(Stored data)
PR #720, opened 2026-06-27
refactor: deduplicate MusicCanvas #init listener registration

### LINKED ISSUE #651: Deduplicate MusicCanvas #init listener registration (test-first)
**Type:** tech debt — **Area:** Canvas — **Difficulty:** S
**Source:** `packages/pwa/src/ts/MusicCanvas.ts` — `#init()` listener registration, duplicated between the early-return (reconnect) branch (lines 182-200) and the create branch (lines 206-219).

## Description

`#init()` registers the same six event listeners in two places. The early-return branch (taken on reconnect, when `this.canvas != null`) and the create branch (first connect) each call the identical six `addEventListener` lines — click, mousemove, touchstart, touchmove, touchend, wheel — with identical handler references (the `#bound*` fields) and identical options. ~14 duplicated lines. The early-return path is load-bearing: it re-attaches listeners on reconnect **without** re-running the first-init work (canvas creation, `processLilypond`, pulse/phase array init, initial `draw()` and shimmer-loop start).

## #484 qualifier — Simplify (Q6)

A countable reduction: the six listener registrations collapse from two sites to one. Real-but-not-broken tech debt, ticketed because the duplication is a maintenance hazard — a future listener change (a new event, an options tweak, mirroring the disconnect-side teardown) must be made in two places or silently diverge.

## Root cause

`#init()` grew two entry paths (first connect vs reconnect) and the listener registration was copied into both rather than factored out. Confirmed against `origin/main`: the two blocks are **byte-identical** in handlers and options (`mousemove` uses capture `false`; touch/wheel use `{ passive: false }`; `click` uses defaults), so the extraction is behaviour-preserving.

## Recommended fix

Factor the six registrations into one private helper and call it from both paths; guard the first-init-only work behind a flag.

```typescript
async #init() {
  const firstInit = this.canvas == null;
  if (firstInit) {
    this.canvas = document.createElement("canvas");
    this.append(this.canvas);
  }
  this.#attachListeners();
  if (firstInit) {
    this.#calculateCanvasSize();
    this.#showLoadingOnCanvas();
    // processLilypond, pulse/phase array init, draw(), #startShimmerLoop() — unchanged
  }
}

#attachListeners() {
  this.canvas!.addEventListener("click", this.#boundCanvasClicked);
  this.canvas!.addEventListener("mousemove", this.#boundCanvasHovered, false);
  this.canvas!.addEventListener("touchstart", this.#boundTouchStarted, { passive: false });
  this.addEventListener("touchmove", this.#boundTouchMoved, { passive: false });
  this.addEventListener("touchend", this.#boundTouchEnded, { passive: false });
  this.addEventListener("wheel", this.#preventVerticalScroll, { passive: false });
}
```

External behaviour stays identical: reconnect re-attaches all six listeners and reloads no data; first connect does the full setup once. `disconnectedCallback` does not null `this.canvas`, so the reconnect path still finds `firstInit === false`. Do not fold in unrelated MusicCanvas refactor items.

## Test plan (test-first — load-bearing)

The early-return branch is the reconnect path, so the merge MUST be guarded by tests, red-green-refactor.

1. **(Existing — must stay green) Reconnect re-registers all six listeners.** `canvas.test.ts` "removes all event listeners on disconnect and re-adds them on reconnect (#203)" already asserts this; it is the listener half of the guard and must not break. (The ticket's original "currently untested" note is **stale**: listener re-registration is covered. The untested invariant is the once-only first-init work below.)

2. **(New — write first, red) Reconnect does not re-run first-init work.** On disconnect→reconnect, assert the observable once-only invariants a botched merge would break:
   - the `<canvas>` child element is the **same node** after reconnect (the create branch did not run again — `expect(reconnectedCanvas).toBe(originalCanvas)`);
   - `shimmerPhases` is **unchanged** across reconnect (the random phase init at first connect was not repeated).

   Assert observable state, not internals — do not spy on the private helper. Written against current code these pass (the early-return already preserves them); they then pin the contract the extraction must keep.

3. Run the full `canvas.test.ts` suite; the existing reconnect tests (#203, #245, #554) stay green. No browser-specific behaviour changes, so no new Playwright case is required — jsdom covers listener re-registration (as the #203 test does).

## Dependencies

- Distinct from #203 (disconnect-side teardown, fixed) and #245 (duplicate animation loops, fixed).
- Three open `MusicCanvas.ts` refactors from the same 2026-06-17 hunt touch **disjoint regions**: #649 (`#startShimmerLoop`, parked), #650 (draw/projection helpers, lines ~481-715), and this #651 (`#init`, lines ~180-250). No textual conflict between them; whichever merges first, the others rebase cleanly. No bundling.

## Provenance

Recovered tech-debt finding from the #593 recovery sweep, `wiki/refactor-MusicCanvas.ts.md` bh3 lens pass (item 3). Filed by Vera.

- Vera

wainwright1000:
Deduplicates the `MusicCanvas` `#init` listener registration (test-first).

## What changed

- Extracted a shared helper that registers the canvas/element listeners, used by both `#init` paths (first init and re-init), removing the duplicated listener-registration logic.
- Test-first: canvas tests cover the shared registration so the two paths cannot silently drift.

## Testing

- `pnpm run test:unit` (canvas.test.ts); full CI on the PR.

Fixes #651

- Tele

### DIFF
--- a/packages/pwa/src/test/canvas.test.ts
+++ b/packages/pwa/src/test/canvas.test.ts
@@ -1410,6 +1410,40 @@ describe("MusicCanvas custom element", () => {
     freshCanvas.remove();
   });
 
+  it("reconnect does not re-run first-init work (#651)", async () => {
+    const freshCanvas = document.createElement("music-canvas") as MusicCanvas;
+    document.body.appendChild(freshCanvas);
+    await Promise.resolve();
+
+    const originalInnerCanvas = freshCanvas.querySelector("canvas")!;
+    const originalShimmerPhases = freshCanvas.shimmerPhases;
+    const originalFalseRelationPulses = freshCanvas.falseRelationPulses;
+    // Guard against a vacuous identity probe: shimmerPhases must be a populated
+    // array so a re-run would produce a different one.
+    expect(originalShimmerPhases.length).toBeGreaterThan(0);
+
+    freshCanvas.remove();
+    // The <canvas> survives disconnect (disconnectedCallback removes listeners
+    // and cancels loops but does not null this.canvas); this is the invariant
+    // the firstInit sentinel relies on to take the reconnect path.
+    expect(freshCanvas.canvas).toBe(originalInnerCanvas);
+
+    document.body.appendChild(freshCanvas);
+    await Promise.resolve();
+
+    // The reconnect (early-return) path re-attaches listeners but must NOT
+    // re-run first-init work: the <canvas> is not recreated, and the freshly
+    // minted first-init arrays (random shimmerPhases via map, falseRelationPulses
+    // via new Array) keep their identity. These two are the right re-run probes:
+    // they are rebuilt on every #init, unlike frLocations/notesByQuant/ranges,
+    // which processLilypond memoises and would return by the same reference.
+    expect(freshCanvas.querySelector("canvas")).toBe(originalInnerCanvas);
+    expect(freshCanvas.shimmerPhases).toBe(originalShimmerPhases);
+    expect(freshCanvas.falseRelationPulses).toBe(originalFalseRelationPulses);
+
+    freshCanvas.remove();
+  });
+
   it("prevents default on vertical wheel events but not on horizontal/zero scroll (#676)", () => {
     expect(canvas).not.toBeNull();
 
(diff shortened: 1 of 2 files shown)


wainwmr (approved):
Nice

wainwmr (approved):
Ok

PR #721, opened 2026-06-27
refactor: harden colors() against partial CSS load and mutation

### LINKED ISSUE #653: Harden colors(): complete defaults, finite-hue guard, immutable return, typed choir
**Type:** tech debt — **Area:** UI
**Source:** `packages/pwa/src/ts/common.ts` (`colors()` ~45-105, `Colors.choir` ~32)

## Summary

Harden `colors()` and the `Colors` type against partial CSS load, shared-cache mutation, and incomplete defaults — one coherent unit:

- **(11) NaN hues on partial CSS load → transparent render.** `Number(getPropertyValue("--color-cN"))` returns `NaN` when a hue custom property is absent/non-numeric; `NaN` flows into `hsla(NaN, 80%, 55%, 1)` at `MusicCanvas.ts:435,473,513` and `MusicScore.ts:229`, which browsers render as **transparent, no console error**. The CSS-present gate only checks `--color-background`, so a partial-load state (background present, `--color-c5` empty) passes it. Fix: validate each hue with `Number.isFinite`, substituting `config.choirHues[i]`, or `logError` + return `defaultColors`.
- **(6) Incomplete default choir array.** `defaultColors.choir` has one hue (`[360]`) but the app expects 8; in the fallback path `colors().choir[c]` is `undefined` for `c > 0`. Fix: complete the defaults to 8 hues.
- **(19) Mutable cached object returned.** `colors()` returns the module-level `loadedColors` directly on cached calls (~79); a caller mutating it (`colors().choir.push(...)`) corrupts the cache for everyone. The fallback branch already copies; the cached branch does not. Fix: return a shallow copy or `Object.freeze` the cache.
- **(13) Type-level invariant — the compile-time half of 6/11.** Tighten `Colors.choir: number[]` → `readonly number[]`, or better a length-8 tuple, so TypeScript checks the 8-element literal in the CSS-present branch and forbids downstream mutation.
- **(5, rides along)** Remove the trailing semicolons in `defaultColors` HSL strings (~45-50) — invalid as colour values, inconsistent with `getPropertyValue` output.

## #484 qualifier — Maintainable (Q7) + Simplify (Q6)

Q7: removes a specific way the code renders wrongly (transparent choirs on partial load), enforces an immutable-data invariant (mutable cache), and adds a compiler-enforced 8-element invariant (13). Q6: the tuple type collapses the runtime 8-element check into the type system.

## Reachability note (flag for specify)

Item 11's wrong result (transparent choir colours) is reachable at **early page load / partial stylesheet load** — an uncommon-but-real state. Filed as tech debt per the report's BT-v2 classification and the #593-recovery "no re-bucket" instruction, but it has a user-facing edge; specification may judge it Bug-shaped.

## Test plan (folds in item 12)

Add a test for the realistic partial-load case (`--color-background` present but `--color-cN` missing) exercising the finite-hue guard; optionally a Playwright pre-stylesheet test.

## Notes

Recovered tech-debt finding; not yet specified. Distinct from closed #101 (dynamic hue loading — a different fix shape). Item 16 (narrow `v` to `0|1`) is already tracked by closed #369; item 17 (TempoMap struct) is marginal post-#369 and left RR-only.

Provenance: #593 recovery sweep, from `refactor-common.ts.md` (colors() robustness items 6/11/19, type item 13). Filed by Vera.

wainwright1000:
Hardens `colors()` in `common.ts` against partial CSS load and mutation.

## What changed

- Complete defaults, so a partial CSS load can't yield undefined colour values.
- Finite-hue guard (rejects a non-finite hue).
- Returns an immutable copy, so callers can't mutate shared colour state.
- Typed `choir` parameter.

## Testing

- `pnpm run test:unit` (common.test.ts extended); full CI on the PR.

Fixes #653

- Tele

### DIFF
--- a/packages/pwa/src/test/common.test.ts
+++ b/packages/pwa/src/test/common.test.ts
@@ -321,4 +321,67 @@ describe("common", () => {
     const b = colors(true);
     expect(a.choir).not.toBe(b.choir);
   });
+
+  it("colors() substitutes config.choirHues for a non-finite or empty CSS hue (#653 item 11)", () => {
+    // Partial stylesheet load: --color-background present (so the CSS-present
+    // branch is taken) but one choir hue blank. Number("") is 0 (finite), so
+    // the guard must reject empty/blank values, not only non-finite ones;
+    // otherwise the missing hue renders as hue 0 (red) instead of transparent
+    // or its intended colour.
+    document.body.style.setProperty("--color-background", "#123456");
+    document.body.style.setProperty("--color-highlight", "#abcdef");
+    document.body.style.setProperty("--color-score-highlight", "#ffffff");
+    for (let i = 1; i <= 8; i++) {
+      document.body.style.setProperty("--color-c" + i, String(i * 10));
+    }
+    document.body.style.removeProperty("--color-c5"); // blank the 5th hue
+    document.body.style.setProperty("--color-c3", "not-a-hue"); // non-numeric
+    const result = colors(true);
+    // The blank hue (empty → Number("") === 0) and the non-numeric hue
+    // (→ NaN) both fall back to config; the rest still read from CSS.
+    expect(result.choir[4]).toBe(config.choirHues[4]); // empty → fallback
+    expect(result.choir[2]).toBe(config.choirHues[2]); // non-numeric → fallback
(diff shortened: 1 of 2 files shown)


wainwmr (approved):
Ok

#### [Your assignment]
Could you return all lines from the records that include the word "attachListeners"?

#### [Written solution]
  this.#attachListeners();
#attachListeners() {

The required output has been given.